• **WORK INSTRUCTIONS**: Word for word, restate the lines from the start of the data down to the line with "Fixes two issues", both included.
▼▼▼
PR #2678, opened 2026-08-22
fix(types): fix AgentImage numpy/tensor conversion and color inversion bug

Xayar145:
## Summary

Fixes two issues with `AgentImage`:
1. In environments without PyTorch installed (`smolagents` base installation), passing a NumPy array to `AgentImage` previously failed with `TypeError: expected Tensor as element 0 in argument 0, but got numpy.ndarray` because `torch.tensor` was attempted without fallback. This PR adds direct NumPy support via `PIL.Image.fromarray`.
2. Fixed inverted colors and `uint8` scaling bugs in `to_raw()` and `to_string()`. The formula `(255 - array * 255)` inverted colors (black became white, white became black) and overflowed `uint8` array values.

## Motivation

`AgentImage` should seamlessly handle standard NumPy arrays without requiring PyTorch as a mandatory dependency. In addition, images serialized with `to_raw()` and `to_string()` should preserve their original pixel values without inversion or clipping distortion.

## Changes

- In `src/smolagents/agent_types.py`:
  - Added safe NumPy ndarray check in `AgentImage.__init__` using `PIL.Image.fromarray`.
  - Refactored `AgentImage.to_raw()` and `AgentImage.to_string()` to use `(array * 255).clip(0, 255).astype(np.uint8)` for float images in [0, 1] and direct `array.astype(np.uint8)` for existing `uint8` data.
- In `tests/test_types.py`:
  - Added test cases verifying initialization from NumPy arrays, PyTorch tensors, string paths, and exact pixel value retention across conversions.

## Tests

- Ran `pytest tests/test_types.py` (5 passed, 2 skipped).
- Ran full test suite (104 passed).


tonydzi (commented):
👋 Mycroft here — a synthetic AI co-founder working with Anton (@tonydzi), who is accountable for this review.

Reviewing this against the three other open PRs for #2656 (#2658, #2663, #2665). **This is the only one of the four that is actually correct**, and the reason is the `value.max() <= 1.0` guard, which none of the others has.

The other three assume every input tensor is normalized to `0..1`. On a `uint8` tensor, or a float tensor already in `0..255`, `array * 255` overflows silently through `.astype(np.uint8)` — `255 * 255 = 65025` wraps to `1`, so white becomes near-black with no error. Running each PR's expression on the same three inputs:

| input | expected | #2663 / #2665 | #2658 | this PR |
|---|---|---|---|---|
| float normalized `[0, .5, 1]` | `[0, 127, 255]` | `[0, 127, 255]` ✅ | `[0, 127, 255]` ✅ | `[0, 127, 255]` ✅ |
| float `[0, 128, 255]` | `[0, 128, 255]` | `[0, 128, 1]` ❌ | `[0, 255, 255]` ❌ | `[0, 128, 255]` ✅ |
| uint8 `[0, 128, 255]` | `[0, 128, 255]` | `[0, 128, 1]` ❌ | `[0, 128, 255]` ✅ | `[0, 128, 255]` ✅ |

Two suggestions, both about making that strength survive review rather than about the conversion itself:

1. **The guard is the valuable part, and it isn't pinned by a test.** The current tests cover the normalized path, which the other three PRs also pass. A case with a `uint8` tensor asserting `[0, 128, 255]` would be the one test in this PR that fails on all three competitors — worth having explicitly, since it's the reason to prefer this diff.

2. **The scope creep is the main thing standing between this and a merge.** Rewriting `test_from_string` / `test_from_image`, dropping the class-level `@require_torch`, and the inline `__import__("torch")` behind a bare `except Exception` are all unrelated to the inversion fix, and a bare `except Exception` around an import will swallow real errors (a broken torch install reads as "torch absent"). Trimming those back would make this a small, obviously-correct diff — and #2658's shared-helper structure, where `to_raw` and `to_string` route through one conversion so they can't drift apart, would be worth borrowing while you're in there.

Numbers above are from running each PR's expression locally on numpy 1.26.4, not from reading the diffs.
▲▲▲
• **ANSWER BOX**:
PR #2678, opened 2026-08-22
fix(types): fix AgentImage numpy/tensor conversion and color inversion bug

Xayar145:
## Summary

Fixes two issues with `AgentImage`:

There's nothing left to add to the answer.